▶ **TASK TO COMPLETE**: Output the data that follows, keeping every line identical.

▶ **RECORDS SHOWN**:
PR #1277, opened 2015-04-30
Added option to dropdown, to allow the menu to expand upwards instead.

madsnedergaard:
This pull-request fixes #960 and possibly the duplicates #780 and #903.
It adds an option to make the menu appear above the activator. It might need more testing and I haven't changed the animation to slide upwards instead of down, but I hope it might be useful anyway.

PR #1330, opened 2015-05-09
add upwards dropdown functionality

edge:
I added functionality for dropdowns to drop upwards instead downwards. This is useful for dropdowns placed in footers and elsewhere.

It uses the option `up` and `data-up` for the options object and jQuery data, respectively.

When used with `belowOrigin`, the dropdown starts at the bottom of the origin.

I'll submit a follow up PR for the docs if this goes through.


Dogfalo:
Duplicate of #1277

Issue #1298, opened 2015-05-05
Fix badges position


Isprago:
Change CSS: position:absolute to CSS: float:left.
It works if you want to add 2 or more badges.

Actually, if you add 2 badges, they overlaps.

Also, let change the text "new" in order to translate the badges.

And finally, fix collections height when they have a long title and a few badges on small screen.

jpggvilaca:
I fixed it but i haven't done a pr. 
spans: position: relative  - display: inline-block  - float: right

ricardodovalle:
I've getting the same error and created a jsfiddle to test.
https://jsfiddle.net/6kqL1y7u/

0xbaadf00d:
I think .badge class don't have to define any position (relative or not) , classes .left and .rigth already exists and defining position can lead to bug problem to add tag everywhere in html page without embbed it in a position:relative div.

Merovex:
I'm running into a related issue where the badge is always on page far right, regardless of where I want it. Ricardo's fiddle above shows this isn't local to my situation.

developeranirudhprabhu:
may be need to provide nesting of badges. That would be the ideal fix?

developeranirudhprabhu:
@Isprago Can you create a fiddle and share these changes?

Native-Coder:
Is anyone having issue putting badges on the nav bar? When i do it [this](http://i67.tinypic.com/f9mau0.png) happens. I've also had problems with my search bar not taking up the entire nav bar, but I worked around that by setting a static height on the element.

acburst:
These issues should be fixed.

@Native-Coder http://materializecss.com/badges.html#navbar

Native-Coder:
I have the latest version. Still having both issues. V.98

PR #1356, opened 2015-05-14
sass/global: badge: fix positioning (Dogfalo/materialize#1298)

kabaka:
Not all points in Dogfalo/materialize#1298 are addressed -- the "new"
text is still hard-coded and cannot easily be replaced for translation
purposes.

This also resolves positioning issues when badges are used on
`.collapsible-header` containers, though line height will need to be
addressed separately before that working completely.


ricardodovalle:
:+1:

▶ **ANSWER TO THIS EXERCISE**:
PR #1277, opened 2015-04-30
Added option to dropdown, to allow the menu to expand upwards instead.

madsnedergaard:
This pull-request fixes #960 and possibly the duplicates #780 and #903.
It adds an option to make the menu appear above the activator. It might need more testing and I haven't changed the animation to slide upwards instead of down, but I hope it might be useful anyway.

PR #1330, opened 2015-05-09
add upwards dropdown functionality

edge:
I added functionality for dropdowns to drop upwards instead downwards. This is useful for dropdowns placed in footers and elsewhere.

It uses the option `up` and `data-up` for the options object and jQuery data, respectively.

When used with `belowOrigin`, the dropdown starts at the bottom of the origin.

I'll submit a follow up PR for the docs if this goes through.


Dogfalo:
Duplicate of #1277

Issue #1298, opened 2015-05-05
Fix badges position


Isprago:
Change CSS: position:absolute to CSS: float:left.
It works if you want to add 2 or more badges.

Actually, if you add 2 badges, they overlaps.

Also, let change the text "new" in order to translate the badges.

And finally, fix collections height when they have a long title and a few badges on small screen.

jpggvilaca:
I fixed it but i haven't done a pr. 
spans: position: relative  - display: inline-block  - float: right

ricardodovalle:
I've getting the same error and created a jsfiddle to test.
https://jsfiddle.net/6kqL1y7u/

0xbaadf00d:
I think .badge class don't have to define any position (relative or not) , classes .left and .rigth already exists and defining position can lead to bug problem to add tag everywhere in html page without embbed it in a position:relative div.

Merovex:
I'm running into a related issue where the badge is always on page far right, regardless of where I want it. Ricardo's fiddle above shows this isn't local to my situation.

developeranirudhprabhu:
may be need to provide nesting of badges. That would be the ideal fix?

developeranirudhprabhu:
@Isprago Can you create a fiddle and share these changes?

Native-Coder:
Is anyone having issue putting badges on the nav bar? When i do it [this](http://i67.tinypic.com/f9mau0.png) happens. I've also had problems with my search bar not taking up the entire nav bar, but I worked around that by setting a static height on the element.

acburst:
These issues should be fixed.

@Native-Coder http://materializecss.com/badges.html#navbar

Native-Coder:
I have the latest version. Still having both issues. V.98

PR #1356, opened 2015-05-14
sass/global: badge: fix positioning (Dogfalo/materialize#1298)

kabaka:
Not all points in Dogfalo/materialize#1298 are addressed -- the "new"
text is still hard-coded and cannot easily be replaced for translation
purposes.

This also resolves positioning issues when badges are used on
`.collapsible-header` containers, though line height will need to be
addressed separately before that working completely.


ricardodovalle:
:+1:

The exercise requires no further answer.